Wherever the string "logged" shows up in the records below, return that line.

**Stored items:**
..............................

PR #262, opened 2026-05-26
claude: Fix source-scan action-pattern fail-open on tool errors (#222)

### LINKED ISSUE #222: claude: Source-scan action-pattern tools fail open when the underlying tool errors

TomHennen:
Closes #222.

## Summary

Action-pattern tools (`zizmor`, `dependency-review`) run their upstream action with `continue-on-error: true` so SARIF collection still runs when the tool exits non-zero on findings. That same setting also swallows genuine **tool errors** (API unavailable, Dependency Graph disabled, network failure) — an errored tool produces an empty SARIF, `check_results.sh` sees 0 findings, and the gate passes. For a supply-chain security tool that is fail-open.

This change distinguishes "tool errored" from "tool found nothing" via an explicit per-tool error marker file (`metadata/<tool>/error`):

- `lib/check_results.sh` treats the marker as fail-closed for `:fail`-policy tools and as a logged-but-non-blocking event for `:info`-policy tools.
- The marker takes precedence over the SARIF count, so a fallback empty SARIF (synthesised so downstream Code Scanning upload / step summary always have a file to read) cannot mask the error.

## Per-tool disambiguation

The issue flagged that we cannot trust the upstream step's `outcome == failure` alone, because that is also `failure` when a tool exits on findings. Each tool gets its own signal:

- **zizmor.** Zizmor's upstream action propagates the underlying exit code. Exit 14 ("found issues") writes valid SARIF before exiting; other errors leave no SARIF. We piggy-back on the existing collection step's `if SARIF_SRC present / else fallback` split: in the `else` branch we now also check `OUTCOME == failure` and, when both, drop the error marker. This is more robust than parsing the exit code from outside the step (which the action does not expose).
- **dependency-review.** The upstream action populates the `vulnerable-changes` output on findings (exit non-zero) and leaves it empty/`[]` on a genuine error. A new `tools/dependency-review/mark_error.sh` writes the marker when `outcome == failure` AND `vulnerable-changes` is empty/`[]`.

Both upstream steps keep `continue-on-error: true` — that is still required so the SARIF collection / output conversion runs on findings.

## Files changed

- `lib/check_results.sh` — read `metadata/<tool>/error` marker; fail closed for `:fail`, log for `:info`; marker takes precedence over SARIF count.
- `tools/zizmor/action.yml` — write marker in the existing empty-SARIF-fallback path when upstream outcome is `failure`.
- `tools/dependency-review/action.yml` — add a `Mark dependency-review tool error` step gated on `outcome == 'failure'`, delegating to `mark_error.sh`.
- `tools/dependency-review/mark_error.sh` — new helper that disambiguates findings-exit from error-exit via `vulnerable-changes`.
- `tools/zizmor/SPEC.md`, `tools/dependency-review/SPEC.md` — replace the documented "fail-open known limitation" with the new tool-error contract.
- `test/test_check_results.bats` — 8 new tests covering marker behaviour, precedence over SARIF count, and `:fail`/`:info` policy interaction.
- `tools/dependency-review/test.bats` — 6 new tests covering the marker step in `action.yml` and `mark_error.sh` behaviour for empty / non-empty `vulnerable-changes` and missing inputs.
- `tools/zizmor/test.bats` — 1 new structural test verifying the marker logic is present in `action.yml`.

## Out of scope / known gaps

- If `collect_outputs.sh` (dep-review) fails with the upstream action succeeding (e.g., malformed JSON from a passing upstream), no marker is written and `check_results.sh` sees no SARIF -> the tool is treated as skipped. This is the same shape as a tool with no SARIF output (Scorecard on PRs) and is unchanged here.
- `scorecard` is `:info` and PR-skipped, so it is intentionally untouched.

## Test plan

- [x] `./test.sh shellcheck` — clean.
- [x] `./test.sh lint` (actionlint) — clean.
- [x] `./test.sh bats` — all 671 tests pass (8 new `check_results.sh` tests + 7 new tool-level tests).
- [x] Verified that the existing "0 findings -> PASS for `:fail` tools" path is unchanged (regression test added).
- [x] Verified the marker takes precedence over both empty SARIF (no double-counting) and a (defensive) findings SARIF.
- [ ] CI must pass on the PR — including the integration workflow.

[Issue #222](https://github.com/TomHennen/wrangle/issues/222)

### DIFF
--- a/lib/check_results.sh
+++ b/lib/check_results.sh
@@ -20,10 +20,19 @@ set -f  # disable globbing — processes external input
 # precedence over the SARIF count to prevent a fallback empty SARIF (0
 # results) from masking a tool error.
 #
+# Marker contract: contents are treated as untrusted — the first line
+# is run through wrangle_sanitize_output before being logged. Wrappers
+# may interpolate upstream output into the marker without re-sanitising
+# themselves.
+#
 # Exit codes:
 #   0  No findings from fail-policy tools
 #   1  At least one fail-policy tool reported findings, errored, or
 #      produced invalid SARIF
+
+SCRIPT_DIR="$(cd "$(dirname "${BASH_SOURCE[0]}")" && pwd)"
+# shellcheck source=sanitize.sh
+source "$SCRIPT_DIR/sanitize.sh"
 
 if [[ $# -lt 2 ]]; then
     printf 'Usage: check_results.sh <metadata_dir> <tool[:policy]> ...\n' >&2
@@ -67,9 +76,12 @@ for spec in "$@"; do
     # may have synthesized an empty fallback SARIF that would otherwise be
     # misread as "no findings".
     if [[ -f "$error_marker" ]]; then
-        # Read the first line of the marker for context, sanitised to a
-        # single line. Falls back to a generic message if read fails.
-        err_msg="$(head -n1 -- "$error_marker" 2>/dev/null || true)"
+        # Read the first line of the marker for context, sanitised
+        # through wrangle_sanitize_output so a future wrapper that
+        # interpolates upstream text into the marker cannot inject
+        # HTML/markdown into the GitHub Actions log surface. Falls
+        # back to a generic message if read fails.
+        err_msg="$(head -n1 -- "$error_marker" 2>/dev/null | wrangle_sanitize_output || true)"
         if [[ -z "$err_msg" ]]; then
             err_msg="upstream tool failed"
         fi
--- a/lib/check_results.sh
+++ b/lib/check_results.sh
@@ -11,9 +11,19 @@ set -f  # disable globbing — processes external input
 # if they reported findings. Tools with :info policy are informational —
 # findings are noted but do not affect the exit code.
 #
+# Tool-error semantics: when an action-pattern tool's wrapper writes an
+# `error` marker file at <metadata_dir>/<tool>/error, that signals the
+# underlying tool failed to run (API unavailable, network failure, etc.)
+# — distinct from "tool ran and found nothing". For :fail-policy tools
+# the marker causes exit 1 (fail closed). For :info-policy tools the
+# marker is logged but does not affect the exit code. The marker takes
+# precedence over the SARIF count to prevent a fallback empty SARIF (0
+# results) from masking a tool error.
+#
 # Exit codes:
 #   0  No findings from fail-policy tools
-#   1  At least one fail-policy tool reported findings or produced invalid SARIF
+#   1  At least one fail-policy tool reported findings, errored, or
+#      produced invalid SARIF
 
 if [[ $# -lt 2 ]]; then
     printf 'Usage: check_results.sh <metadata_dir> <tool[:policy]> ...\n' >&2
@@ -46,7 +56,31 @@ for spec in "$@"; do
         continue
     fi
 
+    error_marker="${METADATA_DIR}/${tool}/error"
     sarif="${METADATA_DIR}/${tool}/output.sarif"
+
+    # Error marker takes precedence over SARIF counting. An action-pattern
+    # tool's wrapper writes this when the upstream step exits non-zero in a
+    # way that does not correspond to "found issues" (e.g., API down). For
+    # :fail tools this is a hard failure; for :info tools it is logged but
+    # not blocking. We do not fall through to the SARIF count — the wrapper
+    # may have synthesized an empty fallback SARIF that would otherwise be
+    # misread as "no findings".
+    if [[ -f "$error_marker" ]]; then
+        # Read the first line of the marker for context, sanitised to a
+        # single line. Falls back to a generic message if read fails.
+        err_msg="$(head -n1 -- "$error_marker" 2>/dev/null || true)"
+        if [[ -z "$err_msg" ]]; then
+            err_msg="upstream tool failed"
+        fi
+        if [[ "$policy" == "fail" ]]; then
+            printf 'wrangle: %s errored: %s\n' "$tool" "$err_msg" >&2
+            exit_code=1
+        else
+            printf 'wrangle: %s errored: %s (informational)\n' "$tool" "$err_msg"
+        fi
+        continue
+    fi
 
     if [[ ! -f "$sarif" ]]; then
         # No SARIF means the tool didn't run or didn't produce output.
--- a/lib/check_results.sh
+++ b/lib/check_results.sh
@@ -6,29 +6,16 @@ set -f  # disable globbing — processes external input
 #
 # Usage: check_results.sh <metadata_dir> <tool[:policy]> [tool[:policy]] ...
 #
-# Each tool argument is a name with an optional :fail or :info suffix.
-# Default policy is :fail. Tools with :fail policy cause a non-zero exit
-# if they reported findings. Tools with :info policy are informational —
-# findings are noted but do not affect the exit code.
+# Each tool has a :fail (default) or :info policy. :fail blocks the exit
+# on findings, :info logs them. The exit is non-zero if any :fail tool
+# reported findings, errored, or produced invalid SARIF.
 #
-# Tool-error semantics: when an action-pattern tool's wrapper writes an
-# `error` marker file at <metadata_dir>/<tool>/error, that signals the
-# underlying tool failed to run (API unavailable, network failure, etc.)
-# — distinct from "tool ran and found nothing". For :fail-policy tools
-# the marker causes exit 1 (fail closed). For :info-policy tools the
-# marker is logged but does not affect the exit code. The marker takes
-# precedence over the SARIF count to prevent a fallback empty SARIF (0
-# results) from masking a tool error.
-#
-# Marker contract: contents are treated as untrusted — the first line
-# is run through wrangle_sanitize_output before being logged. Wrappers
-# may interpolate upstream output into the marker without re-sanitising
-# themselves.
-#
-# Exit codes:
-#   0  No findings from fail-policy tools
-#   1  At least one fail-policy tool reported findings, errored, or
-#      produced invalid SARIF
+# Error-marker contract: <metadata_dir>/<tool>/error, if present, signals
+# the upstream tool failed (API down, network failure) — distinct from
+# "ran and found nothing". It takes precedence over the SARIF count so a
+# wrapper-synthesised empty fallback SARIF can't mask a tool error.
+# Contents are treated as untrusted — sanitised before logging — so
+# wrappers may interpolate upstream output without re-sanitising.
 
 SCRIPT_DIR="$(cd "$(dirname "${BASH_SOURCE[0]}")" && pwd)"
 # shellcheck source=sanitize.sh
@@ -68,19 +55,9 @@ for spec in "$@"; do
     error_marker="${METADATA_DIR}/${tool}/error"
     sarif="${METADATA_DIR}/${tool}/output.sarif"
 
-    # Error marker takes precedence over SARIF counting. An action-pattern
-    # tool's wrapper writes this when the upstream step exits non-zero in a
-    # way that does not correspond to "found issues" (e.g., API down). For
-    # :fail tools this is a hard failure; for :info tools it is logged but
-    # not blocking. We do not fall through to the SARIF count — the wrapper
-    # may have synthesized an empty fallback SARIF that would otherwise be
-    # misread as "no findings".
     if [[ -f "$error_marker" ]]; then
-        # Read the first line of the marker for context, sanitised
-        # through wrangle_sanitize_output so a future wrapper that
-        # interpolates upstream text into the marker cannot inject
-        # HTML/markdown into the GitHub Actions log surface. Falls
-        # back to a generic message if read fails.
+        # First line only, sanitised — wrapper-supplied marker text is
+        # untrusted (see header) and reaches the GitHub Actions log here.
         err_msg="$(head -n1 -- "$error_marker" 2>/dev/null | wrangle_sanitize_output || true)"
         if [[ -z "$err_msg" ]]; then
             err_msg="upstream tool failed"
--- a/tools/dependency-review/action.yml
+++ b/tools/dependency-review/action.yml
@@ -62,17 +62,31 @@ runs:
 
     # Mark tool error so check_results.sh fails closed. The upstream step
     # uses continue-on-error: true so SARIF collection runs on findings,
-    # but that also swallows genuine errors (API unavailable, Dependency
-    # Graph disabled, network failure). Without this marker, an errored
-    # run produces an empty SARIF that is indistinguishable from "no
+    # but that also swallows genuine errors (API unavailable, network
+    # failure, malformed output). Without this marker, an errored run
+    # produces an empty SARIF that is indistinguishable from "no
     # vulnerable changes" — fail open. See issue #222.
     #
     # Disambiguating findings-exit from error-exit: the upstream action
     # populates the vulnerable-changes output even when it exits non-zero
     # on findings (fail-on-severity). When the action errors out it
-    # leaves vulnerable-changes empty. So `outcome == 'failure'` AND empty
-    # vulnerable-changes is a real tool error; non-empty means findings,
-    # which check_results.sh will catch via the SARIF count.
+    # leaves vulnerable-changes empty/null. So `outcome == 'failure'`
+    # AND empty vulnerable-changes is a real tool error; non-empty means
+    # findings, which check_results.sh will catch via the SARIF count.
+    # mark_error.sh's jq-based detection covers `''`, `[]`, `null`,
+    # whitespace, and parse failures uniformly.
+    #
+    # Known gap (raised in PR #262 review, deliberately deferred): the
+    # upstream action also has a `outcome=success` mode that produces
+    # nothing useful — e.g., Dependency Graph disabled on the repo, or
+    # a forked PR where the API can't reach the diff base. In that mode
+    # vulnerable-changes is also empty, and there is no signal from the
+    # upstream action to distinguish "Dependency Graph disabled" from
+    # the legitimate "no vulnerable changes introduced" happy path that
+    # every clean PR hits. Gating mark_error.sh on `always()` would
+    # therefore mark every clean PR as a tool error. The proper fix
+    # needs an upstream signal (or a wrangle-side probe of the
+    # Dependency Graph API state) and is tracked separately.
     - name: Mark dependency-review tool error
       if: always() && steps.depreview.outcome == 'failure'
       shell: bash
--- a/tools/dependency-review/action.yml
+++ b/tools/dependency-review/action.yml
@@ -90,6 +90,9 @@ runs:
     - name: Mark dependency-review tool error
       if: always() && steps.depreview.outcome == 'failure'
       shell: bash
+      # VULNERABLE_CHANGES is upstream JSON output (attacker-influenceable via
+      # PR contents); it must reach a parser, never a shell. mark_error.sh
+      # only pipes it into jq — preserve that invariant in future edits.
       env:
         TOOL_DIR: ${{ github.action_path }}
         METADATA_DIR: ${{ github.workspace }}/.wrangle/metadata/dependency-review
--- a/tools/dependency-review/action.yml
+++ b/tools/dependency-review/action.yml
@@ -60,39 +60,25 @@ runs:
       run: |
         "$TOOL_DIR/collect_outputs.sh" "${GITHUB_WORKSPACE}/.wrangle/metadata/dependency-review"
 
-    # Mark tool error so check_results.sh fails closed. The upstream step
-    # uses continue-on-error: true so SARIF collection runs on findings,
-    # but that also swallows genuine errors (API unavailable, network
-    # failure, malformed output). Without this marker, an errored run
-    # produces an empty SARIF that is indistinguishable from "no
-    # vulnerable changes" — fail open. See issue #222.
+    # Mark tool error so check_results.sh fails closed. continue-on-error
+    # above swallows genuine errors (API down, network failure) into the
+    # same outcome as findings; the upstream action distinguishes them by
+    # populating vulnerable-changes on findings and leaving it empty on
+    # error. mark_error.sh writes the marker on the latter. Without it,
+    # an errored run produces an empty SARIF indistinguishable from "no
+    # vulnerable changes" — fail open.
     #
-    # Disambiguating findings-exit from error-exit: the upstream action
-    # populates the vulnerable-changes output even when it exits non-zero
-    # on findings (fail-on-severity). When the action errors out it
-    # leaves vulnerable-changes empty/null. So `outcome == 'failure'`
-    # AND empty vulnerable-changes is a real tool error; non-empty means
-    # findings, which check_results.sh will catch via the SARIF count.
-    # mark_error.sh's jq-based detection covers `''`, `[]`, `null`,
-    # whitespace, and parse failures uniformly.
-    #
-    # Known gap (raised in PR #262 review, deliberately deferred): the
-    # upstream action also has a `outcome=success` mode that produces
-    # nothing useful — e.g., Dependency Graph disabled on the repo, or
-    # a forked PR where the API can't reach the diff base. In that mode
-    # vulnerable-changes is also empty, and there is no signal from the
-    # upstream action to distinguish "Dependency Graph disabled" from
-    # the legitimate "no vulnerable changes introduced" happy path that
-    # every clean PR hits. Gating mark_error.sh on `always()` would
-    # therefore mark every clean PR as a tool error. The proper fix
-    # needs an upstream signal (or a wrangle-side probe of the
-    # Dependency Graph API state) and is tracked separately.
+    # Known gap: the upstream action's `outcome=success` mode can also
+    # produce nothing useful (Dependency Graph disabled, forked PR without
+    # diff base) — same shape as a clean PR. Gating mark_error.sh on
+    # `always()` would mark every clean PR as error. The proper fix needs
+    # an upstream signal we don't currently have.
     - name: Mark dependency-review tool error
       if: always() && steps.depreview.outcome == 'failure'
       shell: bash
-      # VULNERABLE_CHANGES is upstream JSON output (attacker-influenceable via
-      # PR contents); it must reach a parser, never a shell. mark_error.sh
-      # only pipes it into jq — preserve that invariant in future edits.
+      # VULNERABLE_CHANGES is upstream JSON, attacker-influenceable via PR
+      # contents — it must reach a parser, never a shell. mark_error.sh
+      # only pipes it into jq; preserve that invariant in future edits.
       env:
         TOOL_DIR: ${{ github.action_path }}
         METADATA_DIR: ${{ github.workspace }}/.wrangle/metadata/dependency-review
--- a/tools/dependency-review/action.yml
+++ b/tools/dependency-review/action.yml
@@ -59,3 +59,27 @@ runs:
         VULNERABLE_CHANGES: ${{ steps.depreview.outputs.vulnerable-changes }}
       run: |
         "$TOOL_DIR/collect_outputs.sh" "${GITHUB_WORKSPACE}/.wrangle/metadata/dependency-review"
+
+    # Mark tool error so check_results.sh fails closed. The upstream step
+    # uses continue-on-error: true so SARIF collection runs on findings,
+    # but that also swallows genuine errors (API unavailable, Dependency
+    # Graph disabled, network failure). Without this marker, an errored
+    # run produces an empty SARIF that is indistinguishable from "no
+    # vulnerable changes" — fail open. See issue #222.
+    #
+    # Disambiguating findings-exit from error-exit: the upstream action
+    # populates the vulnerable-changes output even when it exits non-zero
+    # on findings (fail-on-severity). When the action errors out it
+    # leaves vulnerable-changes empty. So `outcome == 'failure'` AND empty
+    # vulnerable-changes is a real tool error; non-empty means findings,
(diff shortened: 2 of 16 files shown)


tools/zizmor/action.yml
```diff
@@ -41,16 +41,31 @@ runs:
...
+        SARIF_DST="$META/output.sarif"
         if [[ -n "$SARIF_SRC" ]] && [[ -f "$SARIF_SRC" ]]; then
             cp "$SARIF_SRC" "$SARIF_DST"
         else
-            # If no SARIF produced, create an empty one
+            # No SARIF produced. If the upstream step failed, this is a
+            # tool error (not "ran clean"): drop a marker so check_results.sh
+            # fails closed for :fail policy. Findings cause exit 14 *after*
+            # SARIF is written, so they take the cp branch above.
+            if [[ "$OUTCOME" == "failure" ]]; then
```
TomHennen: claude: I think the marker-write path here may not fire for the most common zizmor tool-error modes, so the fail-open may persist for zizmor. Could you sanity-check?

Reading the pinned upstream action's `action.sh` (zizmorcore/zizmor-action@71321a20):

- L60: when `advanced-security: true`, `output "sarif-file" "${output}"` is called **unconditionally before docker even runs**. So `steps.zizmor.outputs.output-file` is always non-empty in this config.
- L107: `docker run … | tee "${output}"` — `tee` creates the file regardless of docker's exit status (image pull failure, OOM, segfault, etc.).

..............................

**Result:**
- `lib/check_results.sh` treats the marker as fail-closed for `:fail`-policy tools and as a logged-but-non-blocking event for `:info`-policy tools.
+# is run through wrangle_sanitize_output before being logged. Wrappers
+# marker is logged but does not affect the exit code. The marker takes
+    # :fail tools this is a hard failure; for :info tools it is logged but
-# marker is logged but does not affect the exit code. The marker takes
-# is run through wrangle_sanitize_output before being logged. Wrappers
-    # :fail tools this is a hard failure; for :info tools it is logged but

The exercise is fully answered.